Intellectual Property Rights as Foreign Direct Investments

From Collision to Collaboration

Elgar International Investment Law series

Lukas Vanhonnaeker

This discerning book examines the interface between intellectual property and foreign direct investments to consider one key question: how does the international investment law framework and the international legal regime regulating intellectual property converge? The book scrutinizes circumstances in which and to what extent international investment law’s traditional protective standards apply to intellectual property rights investments and contributes to debate surrounding the fragmentation of international law, arising from its expansion and diversification.

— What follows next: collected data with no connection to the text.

PR #960, opened 2026-05-22
Adds functionality to label satellites when plotting

jmbhughes:
The aurora community was trying to identify which satellite was which when plotting, so I added a quick option to the plotter.

### DIFF
--- a/punchbowl/data/visualize.py
+++ b/punchbowl/data/visualize.py
@@ -206,6 +206,7 @@ def plot_punch(  # noqa: C901
     grid_spacing: int = 15,
     grid_alpha: float = 0.25,
     title_prefix: str | None = None,
+    label_satellites: bool = False,
     colorbar: bool = True,
     colorbar_label: str = "Mean Solar Brightness (MSB)",
     persistence_array: np.ndarray | PUNCHCube | None = None,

Chapter 5: The National Treatment principle and intellectual property investments

Lukas Vanhonnaeker

Subjects: law - academic, intellectual property law, international economic law, trade law, international investment law


The National Treatment (NT) principle, which belongs to the ‘standard repertoire of bilateral investment treaties’, imposes the obligation on Host States to ‘protect [foreign investors] against discrimination, whether de jure or de facto, on the basis of nationality’. Its purpose is to ‘require[] that a host country treat an investor or an investment . . . no less favourably than they treat their own national investors or investments made by their own nationals’. As a consequence of its highly protective characteristic as far as the legal status of investors is at stake, the NT standard of protection has been described as: perhaps the single most important standard of treatment enshrined in international investment agreements (IIAs). At the same time, it is perhaps the most difficult standard to achieve, as it touches upon economically (and politically) sensitive issues. NT provisions typically provide that: Each Party shall accord to investors of the other Party treatment no less favourable than that it accords, in like circumstances, to its own investors. Such provisions, and the ‘relative homogeneity of the clauses in BIT practice’, all highlight the relative, contingent or fact-specific aspect of the standard, which is also the main weakness associated with it, as emphasized by Professor Bjorklund: ‘[t]heoretically, at least, national treatment obligations could provide no protection to foreigners should nationals be treated badly. This potential drawback illustrates the weakness of national treatment provisions.